This week, as Ireland prepares to re-open further, Gavin argues that the time has come for more of us to emerge from the COVID-19 restrictions in our own way
One of the features I like most on social media is Facebook’s ‘memories’. Essentially, for those who are unaware, it reminds you of a post from yesteryear on its anniversary. And it was through this feature that I was reminded that this past Tuesday was the fourth anniversary of the Brexit referendum.
The morning after that vote felt pretty bleak, as I recall. Our Friday Panel discussion (they’re currently on pause because of the need for social distancing by the way) was due to focus on a range of topics, but was taken over by the result we’d woken up to. So too was most of the show. In the media generally, that day, there were reports of economic collapse and essentially the end of the world as we knew it. Compared with COVID-19, it seems relatively benign in hindsight (even though Brexit hasn’t gone away of course), but that is my overriding in-work memory of that day.
Outside of work, as Facebook reminded me, things were different. I’ll keep the details to myself (my Facebook page is personal), but social media reminded me of how that evening at home was a thoroughly enjoyable one with my family, in spite of everything. It put everything into perspective, I felt, and the general point of my post was ‘we’ll get through this’
That same sentiment, I think, is needed now.
I’ve always had faith that life would get back close to normal this year, but going back to the dark days of March and April, I never would have thought that sports training would resume and that most businesses would have re-opened before the end of June. I know that some people feel that is too soon – I see that sentiment in messages each morning, and Thursday’s CSO figures highlighted it further – but I feel like many of us now need some perspective. So let’s talk facts for a minute.
In Clare, there has been one case of COVID-19 diagnosed in June. There have been no cases reported in the past two weeks. It’s highly probable that there is less coronavirus in our community now than in the days before lockdown was enacted. We are testing far more now, as a country, and instances of the disease remain low. For every positive diagnosis of COVID-19 in Ireland, there are 199 negative tests. So I have faith that the figures published each evening are likely an accurate reflection of the overall situation. Levels of coronavirus here are now.
Now, could it come back? Absolutely. There will likely be spikes of the disease in the period of time to come. But with regards to coronavirus, it’s probably less dangerous to be out and about now than it was in March when the virus was ‘on its way.’
Lockdown is lifted, and society is opening up for good reason. Monday will see virtually all businesses re-open. So now it’s time for many of us, I feel, to release our own shackles, and to begin to move on from a very difficult time.
Uncertain economic times remain, and there’ll be difficult days ahead on that front, but as one texter to the show said this week, surely it’s better to stand for a day than to crawl all our lives. All of us will be better, and just as importantly our towns and our villages and our county will be better, if there is more confidence abound. We can venture out, and return to a degree of normality within the health guidelines. If we all do a little bit more; if we are all a bit more brave, then my sentiment of four years ago can resonate once more.
We’ll get through this.
I know there are 1,700+ people in Ireland, including 32 in Clare, who have succumbed to COVID-19. Each death, no matter the age of the person who has died, is a desperately sad tragedy. If you have grieved for someone you love at this time, then my thoughts are with you. This time has left an indelible scar on families throughout Ireland. But those who have been bereaved are part of my ‘we’ too. ‘We’ is everyone. It is our society, our county, our country. It is our place, our people and our communities. I am sure that the vast majority of those who have died would want for their country to survive and thrive going forward. We shall remember them. We will pay tribute to them. But we must also do all that we can to return our lives to normal, or close to normal. The longer we stay in our shells, the harder it will be to emerge.

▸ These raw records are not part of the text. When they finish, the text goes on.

PR #1710, opened 2017-04-21
Theme picker

victor9999:
Feature that allows to change themes


nallath:
For our reference; CURA-3714 

Thanks for making the pull request!

fieldOfView:
@rudowinger is going to be interested in this. How's that dark theme coming along @rudowinger?

awhiemstra:
My main comment with this is going to be that if we add yet another setting to the preferences, we really should split up the General preferences page.

Ghostkeeper:
That's not up to an external contributor to decide or bring up, really.

rudowinger:
Great! Can't wait to stop fearing about editing the main theme, also having some flexibility :)
@fieldOfView Great! Lost some time due to work and stuff but was able to optimize even more stuff, Now to find the new tickbox lines in the style...
dark

fieldOfView:
Ack! The new layerview slider panel does not use properly themed colors! How did I miss that?

I'll get that fixed.

awhiemstra:
@jackha actually already made a branch for that, we just never really got around to testing and integrating it properly.

awhiemstra:
The general/theme preference is actually already set in Uranium, see https://github.com/Ultimaker/Uranium/blob/master/UM/Qt/Bindings/Theme.py#L40

LipuFei:
@awhiemstra Ah, ok. @victor9999 then there just needs to be reset function :)

fieldOfView:
As a follow-up it would be nice if there were a ThemesModel that could be used instead of a hardcoded list, but that would probably live in Uranium

victor9999:
Added function to reset theme

PR #1711, opened 2017-04-21
Gcode keywords

victor9999:
Feature that adds additional gcode keywords


Ghostkeeper:
Devs, see CURA-3718.

plugins/CuraEngineBackend/CuraEngineBackend.py
```diff
@@ -442,6 +442,16 @@ def _onSlicingFinishedMessage(self, message):
         self.backendStateChange.emit(BackendState.Done)
         self.processingProgress.emit(1.0)
 
+        for line in self._scene.gcode_list:
+            replaced = line.replace("{print_time}", str(Application.getInstance().getPrintInformation().currentPrintTime.getDisplayString(DurationFormat.Format.ISO8601)))
+            replaced = replaced.replace("{filament_amount}", str(Application.getInstance().getPrintInformation().materialLengths))
+            replaced = replaced.replace("{filament_weight}", str(Application.getInstance().getPrintInformation().materialWeights))
+            # TODO: calculate filament cost
+            replaced = replaced.replace("{filament_cost}", "Not yet implemented")
```
Ghostkeeper: str(Application.getInstance().getPrintInformation().materialCosts)

Seems to work :)

plugins/CuraEngineBackend/CuraEngineBackend.py
```diff
@@ -442,6 +442,16 @@ def _onSlicingFinishedMessage(self, message):
...
+            replaced = replaced.replace("{jobname}", str(Application.getInstance().getPrintInformation().jobName))
+
+            self._scene.gcode_list[self._scene.gcode_list.index(line)] = replaced
+
```
Ghostkeeper: There is a better place for all this: `plugins.CuraEngineBackend.StartSliceJob._buildGlobalSettingsMessage`.

In there, we already create a few keywords such as `{time}`, `{date}` and `{day}`. You could add your new keywords to it very easily. What's more, that function performs the replacing only on the actual start and end g-codes rather than on all of the g-code, and does it in one query rather than a query for each line, which is much more efficient.

victor9999: @Ghostkeeper this is added here, because cura doesn't know these values before slicing process is completed

plugins/CuraEngineBackend/CuraEngineBackend.py
victor9999: The base feature was implemented in 2016, so this was not present then

plugins/CuraEngineBackend/CuraEngineBackend.py
```diff
@@ -442,6 +442,15 @@ def _onSlicingFinishedMessage(self, message):
...
         self.processingProgress.emit(1.0)
 
+        for line in self._scene.gcode_list:
+            replaced = line.replace("{print_time}", str(Application.getInstance().getPrintInformation().currentPrintTime.getDisplayString(DurationFormat.Format.ISO8601)))
+            replaced = replaced.replace("{filament_amount}", str(Application.getInstance().getPrintInformation().materialLengths))
+            replaced = replaced.replace("{filament_weight}", str(Application.getInstance().getPrintInformation().materialWeights))
+            replaced = replaced.replace("{filament_cost}", str(Application.getInstance().getPrintInformation().materialCosts))
+            replaced = replaced.replace("{jobname}", str(Application.getInstance().getPrintInformation().jobName))
+
+            self._scene.gcode_list[self._scene.gcode_list.index(line)] = replaced
```
LipuFei: You can use `enumerate()` in the `for` loop to get both the index and the content.

LipuFei:
Hi @victor9999 , the keywords you are replacing don't seem to exist... Could you elaborate more on those changes?

Ghostkeeper:
The keywords are new. They provide new functionality: A user can enter the keywords in the start- or end-g-code, and they'll get replaced by the appropriate information.

Ghostkeeper:
I'm a bit wary of the performance impact of this on large g-code. I'm going to test the feature now, so we'll see :)

Ghostkeeper:
I sliced a cube with 4000% infill, giving a g-code file of 160MB. The interface hiccupped a bit but that always happens when the front-end receives the g-code message. It didn't seem to be significantly longer. So the performance seems to be fine.

PR #1712, opened 2017-04-21
Reset machine

victor9999:
Allow reset machine to default settings


fieldOfView:
I'm not entirely sure what the functionality is trying to do. Is it supposed to remove all customisations made in the Machine Settings window? If so, wouldn't this button better be placed in the Machine Settings action?

An easier way to (programmatically) clear the definition_changes container is to simply call the clear() method of the container.

nallath:
I'm with @fieldOfView with regards to this one. The only way one can have custom machines if they have the changes action. That would also be a spot to have a "reset"

PR #1713, opened 2017-04-21
CURA-3634: Make prime blob optional

LipuFei:


resources/definitions/fdmprinter.def.json
```diff
@@ -3290,6 +3290,16 @@
             "description": "Adhesion",
             "children":
             {
+                "prime_enable":
+                {
+                    "label": "Enable Prime",
```
BagelOrb: I'm not sure whether this naming is good.
Priming is making the printer ready. This involves unretracting as well.

Did you have a talk with somebody about the best name for this setting?

Maybe Menno is the right guy?
Also Jeroen from support might have something to say about this.

resources/definitions/fdmprinter.def.json
```diff
@@ -3290,6 +3290,16 @@
...
+                    "description": "Whether to prime the filament before printing.",
```
BagelOrb: Please explain what benefit the user has by changing this setting.

resources/definitions/fdmprinter.def.json
```diff
@@ -3290,6 +3290,16 @@
             "description": "Adhesion",
             "children":
             {
+                "prime_poop_enable":
+                {
+                    "label": "Enable Prime Blob",
+                    "description": "Whether to prime the filament with a blob before printing.",
```
BagelOrb: Please explain what benefit the user has by changing this setting.

The description should explain to a user why and when he should change the setting.

It should explain the benefit of turning it off and the benefit of turning it off.

LipuFei:
@BagelOrb updated the setting name and the description.

PR #1732, opened 2017-04-24
Add Extruders to Context Menu and Refactor

awhiemstra:
This PR makes a number of changes to the context menu:

- It adds the ability to select what extruder is used for the selected objects.
- It merges the "per-object" and "global" context menus.
- The "per object" actions Center, Delete and Multiply have been changed to work on the entire selection.
- Extruder selection through the context menu can be undone/redone.


cura/CuraActions.py
```diff
@@ -1,10 +1,22 @@
...
 
 from UM.Event import CallFunctionEvent
 from UM.Application import Application
+from UM.Math.Vector import Vector
+from UM.Scene.Selection import Selection
+from UM.Operations.GroupedOperation import GroupedOperation
+from UM.Operations.RemoveSceneNodeOperation import RemoveSceneNodeOperation
+from UM.Operations.SetTransformOperation import SetTransformOperation
+
+from .SetParentOperation import SetParentOperation
```
nallath: Should we not use: from cura.SetParentOperation?

cura/CuraActions.py
```diff
@@ -23,5 +35,56 @@ def openBugReportPage(self):
...
+        operation.push()
+
+    ##  Multiply all objects in the selection
+    #
+    #   \param count The number of times to multiply the selection.
+    @pyqtSlot(int)
+    def multiplySelection(self, count: int) -> None:
+        job = MultiplyObjectsJob(Selection.getAllSelectedObjects(), count, 8)
+        job.start()
+        return
```
nallath: Return is not required (probably copy pasta issue)

cura/CuraActions.py
```diff
@@ -23,5 +35,56 @@ def openBugReportPage(self):
...
+            if group_node and group_node.callDecoration("isGroup") and group_node not in removed_group_nodes:
+                remaining_nodes_in_group = list(set(group_node.getChildren()) - set(nodes))
+                if len(remaining_nodes_in_group) == 1:
+                    removed_group_nodes.append(group_node)
+                    op.addOperation(SetParentOperation(remaining_nodes_in_group[0], group_node.getParent()))
+                    op.addOperation(RemoveSceneNodeOperation(group_node))
+        op.push()
+
+    @pyqtSlot(str)
+    def setSelectionExtruder(self, extruder_id: str) -> None:
```
nallath: The naming is different compared to the others; deleteSelection vs setSelectionExtruder. I'd say it should be osmething like "setExtruderForSelection"  or something like that.

cura/CuraApplication.py
```diff
@@ -1320,3 +1333,10 @@ def checkIsValidProjectFile(self, file_url):
         except Exception as e:
             Logger.log("e", "Could not check file %s: %s", file_url, e)
             return False
+
+    def _onContextMenuRequested(self, x, y):
```
nallath: Type hinting please (also for protected functions, as it's also there to protect us from mistakes)

cura/Settings/ExtrudersModel.py
```diff
@@ -1,12 +1,12 @@
 # Copyright (c) 2016 Ultimaker B.V.
 # Cura is released under the terms of the AGPLv3 or higher.
 
-from PyQt5.QtCore import Qt, pyqtSignal, pyqtProperty
+from PyQt5.QtCore import Qt, pyqtSignal, pyqtProperty, pyqtSlot
 
 import UM.Qt.ListModel
 from UM.Application import Application
 
-from cura.Settings.ExtruderManager import ExtruderManager
```
nallath: Why change the import statement?

resources/qml/Menus/ContextMenu.qml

The motto on the Clare GAA crest reads ‘Na céada sa g-cath; na deigheanaca as.’ Loosely translated, it means ‘the first into battle, the last out of it.’ Clare people are battlers, warriors and fighters. More importantly Clare people are honest, decent, hard-working folk who retain an intense pride in their place. Let’s show that pride now. Let’s battle together, for our place.
For the first time, I’m going to ask YOU, the reader of this column, to do something more than just read my ramblings, and it’s very achievable. Do one thing over the next week FOR YOU that you haven’t done in months. Be it a haircut, or a cup of coffee, or dinner out (with a pint!), going to the beach or the park… it doesn’t matter. It can cost nothing. But please, I urge you, venture one step forward and live a little more than you did in the last seven days. Shop local. Shop Irish. Don’t do anything you’re uncomfortable with. Follow the guidelines. If you sense that somewhere you are in is too crowded, and you feel unsafe, turn on your heel and walk away. But don’t let the fear of that happening stop you from living life a little bit more in the first place. You’ll be all the better for it, and so will your community.
It’s not my nature to be positive, but positivity is what we need at this time. So treat yourself, even if it’s just a little bit, and try to make your difference.
And remember, we’ll get through this.